Lisa Larsson (born 14 February 1967) is a Swedish classical soprano singer.

Career 
Larsson studied in Basel and since 1993 appeared in the Internationales Opernstudio of the Zurich Opera House under conductors such as Franz Welser-Möst, Nikolaus Harnoncourt and Christoph von Dohnányi.
 
She has performed at La Scala Milan, Opera de Lausanne, Komische Oper Berlin and with the Basel Opera Company. She has sung at European festivals such as the Glyndebourne Festival Opera, the Salzburg Easter Festival and The BBC Proms.

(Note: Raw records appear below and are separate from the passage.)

PR #31103, opened 2026-08-25
[front] feat: fail over to the next model of an auto stream

Nils-Fedrigo:
## Description

Behind the `auto_stream_model_routing` flag and the `auto-stream-model-failover` patch.

Today, when a provider fails on an `auto` stream, the message spends its whole retry budget on that one provider and then surfaces an error the user cannot act on. This makes the message move to the next candidate of its stream instead.

**What decides eligibility.** The error's fault domain (`errorSource`), which the provider adapters already set — not a hand-maintained list of error types. Only failures attributed to the provider fail over; a malformed request, an oversized context, bad credentials, a refusal or our own stream time budget are attributed to us, and retrying those on another model just burns it too. A user- or agent-pinned model never fails over: that is a choice we must not silently swap, and `modelResolutionMethod` holds a stream id exactly when the model came from a stream.

**How far it moves.** The pool walk resumes *after* the model that failed, matched on the full `(providerId, modelId, reasoningEffort)` triple since the same model can appear twice in a pool at different efforts. A model no longer in the pool is treated as exhausted rather than restarting from the top, which would re-pick the candidates already ruled out — including the one that just failed. If the stream has nothing left, the error surfaces rather than falling back to a generic large model, which would leave the requested tier.

**How the step restarts.** The new model is persisted on the agent message and on the conversation (so the next message starts where this one recovered to, rather than back at the candidate that failed), then the activity fails with a non-retryable `ModelFailover` marker. Temporal resets the attempt counter per activity, so restarting the activity is precisely what gives the new model a full retry budget of its own; the run-model path re-reads the model from the database on every run, so no state needs threading through. `MAX_MODEL_FAILOVERS` bounds it, enforced in the activity (which owns the error published to the user once the budget is spent) and again in the workflow so a misbehaving activity cannot loop it.

Also splits the retry budget: a provider-attributed error on an auto stream now moves on after `RUN_MODEL_ATTEMPTS_BEFORE_FAILOVER` rather than spending all of `RUN_MODEL_MAX_RETRIES` on one model. Ineligible messages keep the full budget, unchanged.

## Tests

`shouldFailOverModel` is unit-tested (budget boundary, non-retryable errors moving on the first attempt, and that the failover threshold stays below the surface threshold).

The rest needs the flag and patch enabled and a forced provider failure:

- Force a 5xx / overloaded response from the first candidate of a stream and confirm the message completes on the next candidate, that the step's contents are the new model's only (not interleaved with the dead attempt's — this is what #31100 fixes), and that the UI shows the new answer replacing the partial one rather than appended.
- Confirm a **cross-provider** failover specifically, since that is the case that exercises reasoning being dropped rather than replayed under a signature the new provider would reject.
- Confirm the negative cases: a 400 / context-length / auth error must **not** fail over; a pinned (user- or agent-selected) model must not fail over; an exhausted stream must surface the provider error rather than silently leaving the tier.
- Confirm the budget: after `MAX_MODEL_FAILOVERS` the error surfaces, with the `"Model failover budget exhausted"` warning.

## Risk

Highest-risk PR in the stack — it changes agent-loop control flow — and correspondingly the most gated: both the feature flag and the `auto-stream-model-failover` patch must be on, and with either off the workflow takes exactly today's path.

The two failure modes worth watching: a message failing over when it should not (bounded — it retries on a different model and the user still gets an answer, just later), and the workflow looping on repeated failovers (bounded twice over, in the activity and in the workflow). Rollback is flipping the patch or the flag; no schema or data change is introduced here.

Note the deliberate behaviour change in what fails over versus a naive "retryable error" reading: `rate_limit_error` is attributed to us (it is our shared quota, not the provider being down) and so does **not** fail over, while `unknown_error` from a provider does. Happy to widen the 429 case if we would rather move to a different provider that does not share the quota.

### DIFF
--- a/front/lib/model_tiers/enabled_models.ts
+++ b/front/lib/model_tiers/enabled_models.ts
@@ -165,12 +165,23 @@ function isSameCandidate(
 }
 
 // Walks a stream's ordered candidate pool and picks the first one available
-// or a fallback large model
+// or a fallback large model. `afterModel` restricts the walk to the candidates after.
 export function resolveStreamModel(
   models: EnabledModelConfigurationType[],
-  streamId: ModelStreamIdType
+  streamId: ModelStreamIdType,
+  { afterModel }: { afterModel?: ResolvedRequestedModel } = {}
 ): StreamResolutionType {
-  for (const candidate of MODEL_STREAMS[streamId]) {
+  const pool = MODEL_STREAMS[streamId];
+
+  let candidates = pool;
+  if (afterModel) {
+    const currentIndex = pool.findIndex((candidate) =>
+      isSameCandidate(candidate, afterModel)
+    );
+    candidates = currentIndex === -1 ? [] : pool.slice(currentIndex + 1);
+  }
+
+  for (const candidate of candidates) {
     const model = models.find(
       (m) =>
         m.isSelectable &&
--- a/front/lib/resources/conversation_resource.ts
+++ b/front/lib/resources/conversation_resource.ts
@@ -898,6 +898,49 @@ export class ConversationResource extends BaseResource<ConversationModel> {
     };
   }
 
+  static async updateAgentMessageResolvedModel(
+    auth: Authenticator,
+    {
+      agentMessageModelId,
+      agentConfigurationId,
+      conversationModelId,
+      resolvedModel,
+      streamId,
+    }: {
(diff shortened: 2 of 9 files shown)


Nils-Fedrigo:

- #31100
    - #31101
        - #31102
            - #31103 ◀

As a concert singer, Larsson has appeared with the Berliner Philharmonic under Claudio Abbado, the Orchestra of the Age of Enlightenment under Nicholas McGegan or the Tonhalle Orchester Zürich under Christopher Hogwood.

She took part in the project of Ton Koopman and the Amsterdam Baroque Orchestra & Choir to record the complete vocal works of Johann Sebastian Bach.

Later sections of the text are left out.